To do
For the entries below, the expected answer is the line with "[source,bash,subs=+attributes]", the line with "I see what you", and every line between them, exactly as written, and nothing more.

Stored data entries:
PR #460, opened 2018-08-31
Update boot.adoc

jkenefick:
.../bin/standalone.sh didn't work for me when running on a bash terminal on a mac.  This should work for everyone.

### DIFF
--- a/getting_started/topics/first-boot/boot.adoc
+++ b/getting_started/topics/first-boot/boot.adoc
@@ -6,7 +6,8 @@ To boot the {project_name} server, go to the `bin` directory of the server distr
 .Linux/Unix
 [source,bash,subs=+attributes]
 ----
-$ .../bin/standalone.sh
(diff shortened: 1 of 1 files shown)


matthewhelmke:
Thank you.

I see what you are aiming for here and I agree that we can do something to make this better. The commands as you adjusted them worked for you because you knew that `cd bin` was referring to the location within the server distribution, and not to the /bin directory in the file system hierarchy. I don't know if everyone will catch that right away and we may be exchanging one less-than-ideal step for another.

Let me give this further thought and see if I can come up with something even clearer.

matthewhelmke (approved):
After giving this some thought (and remembering that the section is introduced with "To boot the {project_name} server, go to the `bin` directory of the server distribution and run the `standalone` boot script:") I have reconsidered. I think your solution is a good one. Sorry for the delay.

PR #461, opened 2018-08-31
Update before.adoc

jkenefick:
I was confused when I saw that wildfly also ran as part of keycloak and that I was able to deploy to it.  Then afterwards I realised that I should have downloaded a separate instance, but then I was stuck with two vanillas, one on the keycloak wildfly and one on the downloaded wildfly.  Putting in an acknowledgement of the existence of wildfly on the keycloak installation might help alleviate confusion.


matthewhelmke (approved):
Thank you. This is a significant improvement in clarity.
We always have two reviewers: me from a technical documentation perspective, and a review from someone in engineering. After both reviews are complete, we are ready to merge.

PR #110, opened 2020-10-04
Log events

baruchiro:
image

Using the `EventEmitter`, I'm printing the events to the UI, to see the process and errors if any.

It's very hard to work with the current `EventEmitter` design. You have to declare manually all the `EventNames`, and you don't have type-checking for that.
You can achieve type-checking, of course, but it creates a very complicated code.
I think we need to define the events as classes instead of interfaces, and yes, it will be noises in the backend, so maybe create a helper method to create these objects.

Anyway, don't know. We need more helper methods here.


src/components/app/MainContent.vue
```diff
@@ -3,68 +3,59 @@
...
-  name: 'MainContent',
+export default Vue.extend({
   components: {
-    LogLines, ConfigEditor
+    LogViewer, ConfigEditor
   },
-  data() {
+  setup() {
+    const inProgress = ref(false);
+    const succeeded = ref('unknown' as keyof typeof colors);
```
brafdlog, line 43: This doesn't ever change. Don't think this was what you intended.
Need to add back the logic that updates according to result of scraping

brafdlog: In general I think we should replace succeeded and in progress with a single status. Something like:
status: NOT_STARTED | IN_PROGRESS | SUCCESS | FAILURE

Then colors becomes STATUS_COLORS: Record<ScrapingStatus, string | null>

brafdlog: You can actually use the event emitter for setting the status instead of awaiting the promise (not a must):

eventPublisher.on(EventNames.IMPORT_PROCESS_START, () => {
    // IN_PROGRESS
  });
  
  eventPublisher.on(EventNames.IMPORT_PROCESS_END, () => {
    // SUCCESS
  });
  
  eventPublisher.on(EventNames.GENERAL_ERROR, () => {
    // ERROR
  });

src/components/app/LogsEventEmitter.ts
```diff
@@ -0,0 +1,21 @@
+import { EventEmitter } from '@/originalBudgetTrackingApp';
+import { EventNames } from '@/originalBudgetTrackingApp/eventEmitters/EventEmitter';
+import { Levels, LogEntry } from '../shared/log/types';
+
+export default (callback: (entry: LogEntry) => void) => {
+  const eventPublisher = new EventEmitter.BudgetTrackingEventEmitter();
```
brafdlog, line 6: I think it would be cleaner to add the level to the BudgetTrackingEvent itself, setting it by default to INFO and having error set it to ERROR. Then you won't need this class and can use the event publisher directly.

In the current implementation you don't have access to the full api of the emitter which is useful (see comment about the option to set the status by listening to events)

brafdlog: Also, we are losing data here that doesn't come from the message. For example, it would make sense in the future to display the icon of the account from which this log entry came from,for that you would need the account details but here they are filtered out.

src/originalBudgetTrackingApp/eventEmitters/EventEmitter.ts
```diff
@@ -19,14 +19,15 @@ export enum EventNames {
...
 
-interface ErrorEvent {
-  error: Error
-}
-
 interface BudgetTrackingEvent {
   message?: string;
 }
 
+// TODO: Maybe extend Error?
```
brafdlog, line 26: Why do we need to extend error? It has an error inside. This is an event so we want it to behave like other events. So I think it should extend BudgetTrackingEvent

brafdlog:
> image
> 
> Using the `EventEmitter`, I'm printing the events to the UI, to see the process and errors if any.
> 
> It's very hard to work with the current `EventEmitter` design. You have to declare manually all the `EventNames`, and you don't have type-checking for that.
> You can achieve type-checking, of course, but it creates a very complicated code.
> I think we need to define the events as classes instead of interfaces, and yes, it will be noises in the backend, so maybe create a helper method to create these objects.
> 
> Anyway, don't know. We need more helper methods here.

I don't fully understand what you mean. You could either list onAny if the use case is very generic (as it is in the current implementation of the logger). In this case (as an any generic code) you can only assume that the type is `BudgetTrackingEvent` which doesn't give you much, but you are listening on everything. Alternatively if your use case is more specific - which I think will happen in the next iterations of implementing the progress indication you can listen for specific events and get them fully typed.

I am not saying this implementation is optimal, I am just not sure what are the actual pain points so we can improve the current design. We can discuss this on the phone if you want.

src/components/app/LogsEventEmitter.ts
baruchiro: You're right, but I think you starting to understand the difficulty. We have so many event types, and if you want to get the account, for example, you have to explicitly say which events are related to account.

I think it is because we are using interfaces, so there is no meaning of the inheritance, actually. With interfaces, you just declare the shape of the object, but you can't know in the listener if the payload is an instance of something.

baruchiro:
I can't tell you exactly what is the pain. Of course, I can listen to a specific event to get the specific type. But I want it to be generic.

Also, take the `message` as an example- I expect all the events to have a message generated by the other event fields, I think if we will use classes, we can create the `message` as a function.

In short, I think the better is to let you try to improve my code, if you want and if you have time, and see if it hurts you.

src/components/app/LogsEventEmitter.ts
brafdlog: Changing to classes makes sense.

Maybe there are too many event types, but I would spend time on improving that together with a use cases that will use the specific events (like the progress indication)

brafdlog:
> I can't tell you exactly what is the pain. Of course, I can listen to a specific event to get the specific type. But I want it to be generic.
> 
> Also, take the `message` as an example- I expect all the events to have a message generated by the other event fields, I think if we will use classes, we can create the `message` as a function.
> 
> In short, I think the better is to let you try to improve my code, if you want and if you have time, and see if it hurts you.

Thats fine. As I said we will have a real use case once we implement the progress indication. For now I suggest just the changes in the comments

src/components/app/MainContent.vue
baruchiro: > In general I think we should replace succeeded and in progress with a single status. Something like:
> status: NOT_STARTED | IN_PROGRESS | SUCCESS | FAILURE
> 
> Then colors becomes STATUS_COLORS: Record<ScrapingStatus, string | null>

I think I don't understand... You just suggesting to change the `unknown | success | fail` with these `NOT_STARTED | IN_PROGRESS | SUCCESS | FAILURE`?

baruchiro: > You can actually use the event emitter for setting the status instead of awaiting the promise (not a must):
> 
> eventPublisher.on(EventNames.IMPORT_PROCESS_START, () => {
> // IN_PROGRESS
> });
> 
> eventPublisher.on(EventNames.IMPORT_PROCESS_END, () => {
> // SUCCESS
> });
> 
> eventPublisher.on(EventNames.GENERAL_ERROR, () => {
> // ERROR
> });

As I said before, I don't like to use `EventEmitter` as a "serial" flow, because I think it is less readable.

src/components/app/LogsEventEmitter.ts
baruchiro: > I think it would be cleaner to add the level to the BudgetTrackingEvent itself, setting it by default to INFO and having error set it to ERROR. Then you won't need this class and can use the event publisher directly.
> 
> In the current implementation you don't have access to the full api of the emitter which is useful (see comment about the option to set the status by listening to events)

https://github.com/brafdlog/budget-tracking/issues/113

baruchiro: OK then, let's keep it that way and we will improve it as needed as you suggested

src/components/app/MainContent.vue
brafdlog: Moved this discussion to the phone. Easier to communicate that way 🙂

brafdlog: Discussed on the phone. Easier to communicate that way 🙂

baruchiro: I did it. I started with `enum` but I think for now we can just use the `keyof typeof statusToColor`

src/originalBudgetTrackingApp/eventEmitters/EventEmitter.ts
baruchiro: I thought about that I think because then you getting the `Error.message`, but nevermind, we decided to continue to work to improve these types.

baruchiro:
@brafdlog Ready, waiting for your approval.

src/components/app/MainContent.vue
```diff
@@ -28,27 +28,30 @@ import ConfigEditor from './ConfigEditor.vue';
 import { LogEntry } from '../shared/log/types';
 import LogsEventEmitter from './LogsEventEmitter';
 
-const colors = {
-  success: 'green',
-  failed: 'red',
-  unknown: null
+const statusToColor = {
```
brafdlog, line 31: I think an enum is cleaner, instead of using the string constants every where you need to reference it. But up to you. Approved

brafdlog (approved):

src/components/app/MainContent.vue
baruchiro: I removed to `enum` because you always have to write `enumName.ENUM_VALUE`.

If it wasn't TS I would never use the string constant. But they are not just a string, because if you put a wrong string it will be a compilation issue.

PR #112, opened 2020-10-08
Enable JsonExporter

baruchiro:
Some fixes to JsonExporter. I'm using this exporter, also to easily test the flow because this is the simplest exporter.


src/modules/spreadsheet/spreadsheet.js
```diff
@@ -1,3 +1,4 @@
+/* eslint-disable */
```
baruchiro, line 1: I deleted old `.js` files, so I don't want to try to fix this unused file. Anyway we will work on this file soon

src/originalBudgetTrackingApp/export/outputVendors/index.test.js
```diff
@@ -1,33 +0,0 @@
-/* eslint-disable global-require, import/no-dynamic-require */
```
baruchiro, line 1: This file was about test the `outputVendor` interface. We don't need this with TS

src/originalBudgetTrackingApp/import/importTransactions.ts
```diff
@@ -120,9 +121,3 @@ function transactionsDateComparator(t1: Transaction, t2: Transaction) {
   }
   return 1;
 }
-
-export function calculateTransactionHash({
-  date, chargedAmount, description, memo
-}: Transaction, companyId: string, accountNumber: string) {
-  return `${date}_${chargedAmount}_${description}_${memo}_${companyId}_${accountNumber}`;
-}
```
baruchiro, line 128: I moved this function (and maybe more functions in the future) to a separate file called `transactions/transactions`, this is something like "*Transactions Utils*"- helper methods to work with transactions (because I needed this function also in `JsonExporter`).

In addition, I removed the `companyId` and `accountNumber` from the hash, because we need the hash to easily identify transactions **no matter they come from**, and if we want to merge the imported transactions with existed transactions in the output vendor, we need to recalculate the hash for transactions in the output.
In short, I think we need to calculate the hash from the `Transaction`/`EnrichrdTransaction` itself. (So maybe add  `companyId` and `accountNumber` to the interface.

@brafdlog WDYT?

src/originalBudgetTrackingApp/transactions/transactions.ts
```diff
@@ -0,0 +1,114 @@
...
+//     title: 'Status',
+//   },
+// ];
+
+const transactionArrayToObject = (transactions: EnrichedTransaction[]) => transactions.reduce((acc, enrichedTransaction) => {
+  acc[enrichedTransaction.hash] = enrichedTransaction;
+  return acc;
+}, {} as Record<string, EnrichedTransaction>);
+
+// TODO removed company and account, need attention
```
baruchiro, line 95: See https://github.com/brafdlog/budget-tracking/pull/112/files#r501438587
Please do not resolve until I removing this `TODO`

src/originalBudgetTrackingApp/transactions/dates.ts
```diff
@@ -0,0 +1,5 @@
+export const formatDate = (date: Date) => `${date.getDate()}/${date.getMonth()}/${date.getFullYear()} ${date.getHours()}:${date.getMinutes()}`;
+
+export const compareObjects = (a: { date: string }, b: { date: string }) => compareStrings(a.date, b.date);
+export const compareStrings = (a: string, b: string) => compare(new Date(a), new Date(b));
+export const compare = (a: Date, b: Date) => a.getTime() - b.getTime();
```
brafdlog, line 5: compareStrings and compare are internal functions so I don't think they should be exported. And names could be clearer.


```suggestion
export const compareObjectsByDate = (a: { date: string }, b: { date: string }) => compareDateStrings(a.date, b.date);
const compareDateStrings = (a: string, b: string) => compareDates(new Date(a), new Date(b));
const compareDates = (a: Date, b: Date) => a.getTime() - b.getTime();
```

src/originalBudgetTrackingApp/export/outputVendors/json/json.ts
```diff
@@ -0,0 +1,27 @@
+import {
+  EnrichedTransaction, ExportTransactionsFunction, OutputVendor, OutputVendorName
+} from '@/originalBudgetTrackingApp/commonTypes';
+import { mergeTransactions, sortByDate } from '@/originalBudgetTrackingApp/transactions/transactions';
+import { promises as fs } from 'fs';
+
+const parseTransactionsFile = async (filename: string) => fs.readFile(filename, { encoding: 'utf8' })
+  .then((content) => JSON.parse(content) as EnrichedTransaction[])
```
brafdlog, line 8: Why not use async await? The vast majority of the code uses it.

IMO it is clearer syntax.

brafdlog (commented):
Nice. see comments

src/originalBudgetTrackingApp/export/outputVendors/json/json.ts
baruchiro: I like the `then` syntax when we have a **pipeline**, you know, you just getting the result of one Promise to another Promise or permutation. I even think in this case it cleaner because the context of each Promise result is just the next `then`.

But of course I need to think again if I'm doing this just in the right places.

Anyway, I converted to `async` `await`. Push soon.

Soory if I have more the ususal English issues, I'm working with the *Github VSCode Extension* so no *Grammarly* at all 😂

src/originalBudgetTrackingApp/import/importTransactions.ts
baruchiro: OK, sounds right.

src/originalBudgetTrackingApp/transactions/transactions.ts
```diff
@@ -0,0 +1,30 @@
...
+export const calculateTransactionHash = ({
+  date, chargedAmount, description, memo
+}: Transaction) => {
+  return `${date}_${chargedAmount}_${description}_${memo}`;
+};
+
+export const mergeTransactions = (a: EnrichedTransaction[], b: EnrichedTransaction[]) => {
+  const aObj = transactionArrayToObject(a);
```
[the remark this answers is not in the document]
baruchiro: I'm taking into account that in JSON, for example (and in all "manual" exporters like "sheets" and CSV), the user may add some personal data into our DTOs- expanding our output.

But I think you're right, after outputting the transaction once, we don't need to support the case that this transaction changed **in the original source (the bank)**. (Am I right? What about "pending transactions"? Maybe in that case we need to update the already exported transaction?)

src/originalBudgetTrackingApp/transactions/dates.ts
```diff
@@ -0,0 +1,5 @@
+export const formatDate = (date: Date) => `${date.getDate()}/${date.getMonth()}/${date.getFullYear()} ${date.getHours()}:${date.getMinutes()}`;
```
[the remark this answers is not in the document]
baruchiro: Strange, maybe it was used in `.js` file. I think we will use it since I want to reduce the usage of the deprecated `moment` library, so sometime we will add this again, this is nothing.

brafdlog (approved):

src/originalBudgetTrackingApp/transactions/transactions.ts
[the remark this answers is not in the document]
brafdlog: I think we can juat skip pending transactions and thus only final data will be handled.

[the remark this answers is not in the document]
baruchiro: It depends on the user selection for my opinion.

Exercise output
 [source,bash,subs=+attributes]
 ----
-$ .../bin/standalone.sh
(diff shortened: 1 of 1 files shown)


matthewhelmke:
Thank you.

I see what you are aiming for here and I agree that we can do something to make this better. The commands as you adjusted them worked for you because you knew that `cd bin` was referring to the location within the server distribution, and not to the /bin directory in the file system hierarchy. I don't know if everyone will catch that right away and we may be exchanging one less-than-ideal step for another.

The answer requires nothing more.